PR #947, opened 2015-10-28
Improved AddClosingBraces feature

### LINKED ISSUE #370: Support generics / <> for add closing braces
This one might be a bit tricky, as it requires some special checks (is the word to the left a type with generics, or are we just trying to use the `<` operator?).

wise0704:
fix for nested braces not adding extra closing braces
fix for closing single/double quote not overwriting existing closing quote
plus a small typo fixed

Edit: closes #370.


elsassph:
Can you should example codes demonstrating the change?

wise0704:
you mean can I show*?? :)

>fix for nested braces not adding extra closing braces

inserting a left parenthesis after another: 
Before: capture 1 After: capture 2
Closing of nesting braces also work perfectly.
capture 5

>fix for closing single/double quote not overwriting existing closing quote

Before: capture 3 After capture 4

External/Plugins/ASCompletion/Completion/ASComplete.cs
```diff
@@ -414,27 +416,42 @@ public static void HandleAddClosingBraces(ScintillaControl sci, char c, bool add
...
+                if (c == braces.closing && sci.CurrentChar == braces.closing)
                 {
-                    // already an opening brace?
-                    if ((char)sci.CharAt(sci.CurrentPos - 2) != braces.opening)
-                    {
-                        sci.InsertText(sci.CurrentPos, braces.closing.ToString());
-                    }
+                    // move the condition to above so that it handles opening properly
+                    //// already a closing brace?
+                    //if (sci.CurrentChar == braces.closing)
```
elsassph: Can you remove commented code here and there?

External/Plugins/ASCompletion/Completion/ASComplete.cs
```diff
@@ -414,27 +416,42 @@ public static void HandleAddClosingBraces(ScintillaControl sci, char c, bool add
                         HandleRemoveBrace(sci, c, braces);
                 }
             }
+            // If the current style is a string literal in double/single quotes and the matching char is entered
+            else if (c == '"' && IsDoubleQuoteStyle(style) || c == '\'' && IsSingleQuoteStyle(style))
+            {
+                // If the next char is the corresponding closing char
+                if (addedChar && c == sci.CurrentChar)
```
elsassph: What happens if you want to type an escaped quote (eg. `\"`)?

wise0704: Just like Visual Studio, the closing quote still is overridden. I would want it to not override for escaped quotes, but I figured that the process can get complicated. One case I could think of was when the leading backslash is also an escaped backslash, and in the process of checking if there is a backslash before the backslash, gotta check if it is escaped...

wise0704: Or actually, would chaning the line 420 (haha 420 sorry) to
```
else
{
    style = sci.BaseStyleAt(sci.CurrentPos - 1);
    if (c == '"' && IsDoubleQuoteStyle(style) || c == '\'' && IsSingleQuoteStyle(style))
    ...
```
work? Since if the entered char is still the double/single quote style, it means the string is not terminated, right?

wise0704:
I found a bug while trying to add support for escaped quotes not overriding.

`ASComplete.OnShortcut()` is sometimes not called when `key == Keys.Back`.
It seems completely random, and it is quite frustrating because sometimes I can't tell whether it's the bug or error in my code that is not deleting what should be deleted. Moving the caret up and down several times before pressing backspace seems to be the only solution.

External/Plugins/ASCompletion/Completion/ASComplete.cs
elsassph: The styles are in fact defined in `PluginCore.ScintillaNet.Lexers`. AS/Haxe typically use the Cpp lexer.

elsassph:
Maybe something (main app or a plugin or Scintilla itself) captures the key in some conditions.

Neverbirth:
Yep, I know about this, the problem is how FD is currently handling the key strokes for the completion list and the call tip. Currently the call tip is consuming the key. I have it fixed in a branch... and it would allow for more new features, so if you could go to [this board topic](http://flashdevelop.org/community/viewtopic.php?f=9&t=12472) and help with the 64 bits testing so it gets merged soon, I'll commit the work for the refactored completion list, that fixes this issue along with some others and have some usability improvements among other things.

elsassph:
Another improvement I'd suggest for auto-closing braces: do not insert a closing brace when it's likely to be undesirable. Like: `var foo = |bar;` I'd like to wrap `bar` with parenthesis but I have to delete the closing brace inserted.

wise0704:
@Neverbirth That's a good news! However, I'm sorry I can't help you with the 64 bit testing; I'm one of those who still has 32 bit computers. 

@elsassph I'm already working on that :)
Right now, I'm trying to sort out the style values that would most likely to be the ones that should be wrapped around. However the trouble is that some braces have different meanings and uses than others - `()` and `[]`  are very similar, but they are quite different from `{}` and `""` in many cases. 
I feel like I'll end up modifying the `Braces` class or other things, but shouldn't be too hard.

Neverbirth:
Even if you don't have 64bits you can help by reporting that the normal version is working as always without any problem.

I'll try to update another of the branches to the latest development commit and upload more builds soon.

wise0704:
About 45c9cee: please ignore this. I'm very new to GitHub (this is the first time ever using it) and I just downloaded the GitHub Desktop whatever and was playing around with it when this merge thing happened.

I added an option for the user to choose when to automatically add closing braces for each set of braces.
This turned out to be quite cool, because it allowed me to support the generic type braces `<>` as well as enable users to add custom 'braces', such as the the tertiary operator `?:`. To try this out just adding a new brace with `Opening = '?' Closing = ':' AfterStyle = DEFAULT` will do. 
Users can also manually add&remove default braces or their automatic closing options. 

I ended up adding a new resource string to PluginCore, and if it will be used they would need to be translated for languages other than en_US.

Neverbirth:
Not everyone has Visual Studio 2015 ;).

Neverbirth:
Also, I'd flag your fix for the backspace as not 100% valid, because there are cases where the backspace would stop working, for example if the calltip is available, but the underlying scintilla control isn't using ASComplete or if the setting ASContext.CommonSettings.AddClosingBraces is false.

wise0704:
@Neverbirth All I actually did in the fix is to make sure that `CompletionList` does not handle backspace itself (not calling `sci.DeleteBack()` and not setting `e.Handled = true`) - just as what would happen when the completion list is not available. 
I tested and it does seem to still work when AddClosingBraces is false or ASComplete is disabled.

wise0704:
Can anyone test this and give me some feedback on how this works?

SlavaRa:
I can test the night

Neverbirth:
I'll also test it asap.

wise0704:
Thanks :)

wise0704:
Is there anything I have to do about the "conflicts"?
image

SlavaRa:
I think that you need to pull fdorg/development into your branch, and resolve conflict after.

ps
Please write me an email ratdg@ya.ru.
I can not find any other way to contact you

elsassph:
So did anyone give it a try?

wise0704:
@elsassph doesn't seem like it... lol

wise0704:
Possibly closes #370.

elsassph:
It looks like the feature is specialized for the cpp-lexer. What happens when you open an XML/HTML/python/etc. file?

wise0704:
It seems like ASCompletion doesn't work for XML/HTML/Python/JavaScript.
This feature doesn't work for those and fortunately doesn't screw them up :)

elsassph:
Hey I'm giving a try and it's pretty good.
One rather annoying thing is the insertion of closing quote when it's really not desired:

    var foo = |bar  -> var  foo = "|"bar
    a = { |foo:"value" } -> a = { "|"foo:"value" }

So generally quotes shouldn't auto-close if there is a non-whitespace character at the cursor position.

wise0704:
Yea, string were quite difficult to manage, because the style value after an opening quote is always `StringEOL`, so with the default setting of `BeforeStyles` set to `{ StringEOL }`, string always auto-closes, except at the end of file. 
If there is a way to bypass this, quotes will be as configurable as the other braces. Got any method you know?

For now, try setting the `"` and `'` to have `BeforeStyles` empty, and `BeforeChars` to `ABCDEF...wxyz([{<...` and `BeforeStyleMode` to `Exclusive`. A cheap way but still would work...
Speaking of whitespaces, I should probably enable users to enter escaped characters.

elsassph:
The configuration suggestion didn't really work.

Meychi:
Progress on this?

Neverbirth:
From my side I'd like to wait a bit to see it merged (even if the conflicts are resolved I mean).

wise0704:
Ah yes, I'm still working on this.
Strings like below: (`|` is a caret)
```ActionScript
var a:String = "| + "b";
```
screws everything up by Scintilla reporting `" + "` is `STRING` and `b";` is `STRINGEOL`.

Simple solution I thought was to delete the inserted char and get the base style value afterwards, but then it seems like the style values don't get updated immediately T^T.

Neverbirth:
Yes, style values are not updated immediately depending of when you check them. You'd have to use sci.Colourise method.

wise0704:
Oh, so that method is like an update for the styles? Will try.

Meychi:
@wise0704: Let us know when you can complete this.

wise0704:
> Hey I'm giving a try and it's pretty good.
> One rather annoying thing is the insertion of closing quote when it's really not desired:
> 
> ```
> var foo = |bar  -> var  foo = "|"bar
> a = { |foo:"value" } -> a = { "|"foo:"value" }
> ```
> So generally quotes shouldn't auto-close if there is a non-whitespace character at the cursor position.

I am currently working on this, but the examples you provided aren't really likely to occur in real practice. Like, if they wrote `... = bar` already, chances are that `bar` is already an identifier, and they might want to do something like `"value = " + bar`.
This will be customizable by the user using AddClosingBracesData, but we would need to decide what to use as the default setting though.

External/Plugins/AS3Context/AS3Context.csproj
```diff
@@ -79,23 +79,17 @@
...
     <Compile Include="Controls\ProfilerUI.Designer.cs">
       <DependentUpon>ProfilerUI.cs</DependentUpon>
     </Compile>
     <Compile Include="Controls\ObjectRefsGrid.cs">
       <SubType>Component</SubType>
     </Compile>
-    <Compile Include="Controls\Win32.cs">
-      <SubType>Component</SubType>
-    </Compile>
+    <Compile Include="Controls\Win32.cs" />
```
wise0704: what's happening here...

External/Plugins/ASCompletion/Completion/ASComplete.cs
```diff
@@ -396,60 +394,101 @@ private static void AutoStartCompletion(ScintillaControl Sci, int position)
...
+            if (!ASContext.CommonSettings.AddClosingBraces) return;
+            
+            if (addedChar)
+            {
+                // Get the before & after style values unaffected by the entered char
+                sci.DeleteBack();
+                sci.Colourise(0, -1);
+                byte styleAfter = (byte) sci.BaseStyleAt(sci.CurrentPos);
+                byte styleBefore = (byte) sci.BaseStyleAt(sci.CurrentPos - 1);
+                sci.AddText(1, c.ToString());
```
wise0704: What's the cost of `sci.Colourise()`?
Previously (not the commit) I had the `Colourise` method to only refresh the current line, but all other usages of the method colours the whole document.
image
I haven't tested if there is any problem occurring when styling a line only, but if it doesn't cost too much to just colourise the whole document (seeing how `ASComplete.OnChar()` calls it every time), I'd just leave it as is.

elsassph:
I think it's ok to colourise with `(0, -1)`.

I really think the behaviour should be to not insert the closing brace if you type a brace at the beginning of a word: it's better to have to add the closing brace if it wasn't inserted automatically than to remove a useless one.

wise0704:
By "word" I assume you mean `Style.Identifier` and `Style.Keyword`?

wise0704:
I see those two are already excluded from the "" and '' braces. Can you try them out?
Also, are the other braces closures working as you would expect them to?

wise0704:
The configuration can be removed from setting by just removing it from the settings object, but that doesn't do anything performance-wise or code structure-wise. Also this configuration is really just a suggestion and depending on the programming language each user uses and their taste, many users would want to modify a few options. E.g. In AS3, generics ~~not even~~ are written as `Vector.<T>`, thus after `'.'`. In Haxe, they are written as `Array<T>`, thus after `Type`. (I did try to compromise by setting it to after `Type` or `Operator`.)

elsassph:
Alright, I like the defaults now, but the rules would require an entire WIKI to make sense :D
The setting may be called "Add Closing Brace Options" though.
Good to merge.

elsassph:
Oh BTW I had to add a reference to `System.Design` in ASCompletion.

wise0704:
In ASCompletion?
I already moved the `DescriptiveCollectionEditor<T>` class to PluginCore, so ASCompletion shouldn't be using `System.Design`. I can compile without problems?

Meychi:
No compile issues here. This looks good to me for merge.

Meychi:
This has now conflicts.

wise0704:
Seems like git is not familiar with .resx files.

Meychi:
Conflicts again.

wise0704:
Git obviously doesn't like .resx files...

wise0704:
Fixed conflicts.

Neverbirth:
This was marked good to merge, so if nobody complains I'll merge it before the weekend.

Meychi:
This has conflicts again. Soon as fixed, i will merge this.

wise0704:
Something is wrong with the resource files and causes +/-6k lines from each. Probably line endings.
Sec.

wise0704:
Fixed conflicts.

* Task instructions
What you output must be the lines from the opening of the material above up to and including the line with "you mean can I show*?? :)", reproduced exactly.

* Completed exercise
PR #947, opened 2015-10-28
Improved AddClosingBraces feature

### LINKED ISSUE #370: Support generics / <> for add closing braces
This one might be a bit tricky, as it requires some special checks (is the word to the left a type with generics, or are we just trying to use the `<` operator?).

wise0704:
fix for nested braces not adding extra closing braces
fix for closing single/double quote not overwriting existing closing quote
plus a small typo fixed

Edit: closes #370.


elsassph:
Can you should example codes demonstrating the change?

wise0704:
you mean can I show*?? :)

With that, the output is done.